*** Opening Records supplied ***
PR #426, opened 2024-02-27
refactor(halo/voter): harden voter

corverroos:
Hardens the voter:
- Only start voting when local node is a validator (also vice versa)
- When starting, use latest approved height
- Restart if behind vote window (catch up if lagging behind)

TODO:
- Wire it up and start it with app context.
- Trim attestations from state that are behind vote window (they will never confirm).
- Add tests for all this.
- Rename a receiver to v.

task: none


halo/attest/voter/voter.go
```diff
@@ -63,38 +78,121 @@ func LoadVoter(ctx context.Context, privKey crypto.PrivKey, path string, provide
...
+	if err != nil {
+		return err
+	}
+
+	// Wait for error or context cancel.
+	select {
+	case err := <-errChan:
+		return err
+	case <-ctx.Done():
+		return ctx.Err()
```
idea404, line 190: Why always return an error?

halo/attest/voter/voter.go
```diff
@@ -63,38 +78,121 @@ func LoadVoter(ctx context.Context, privKey crypto.PrivKey, path string, provide
...
 		}
+
+		log.Warn(ctx, "Vote runner failed (will retry)", err)
+		backoff()
+	}
+}
+
+// runOnce blocks, streaming xblocks from the provided chain until an error is encountered.
+// It always returns a non-nil error.
+func (a *Voter) runOnce(ctx context.Context, app App, chainID uint64) error {
```
idea404, line 124: Why always return a non-nil error?

pavelnikolov (approved):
*** Closing Records supplied ***
## Problem description
Go through the records above and report how many lines contain "behind". Write the number only.

## Response to the exercise
2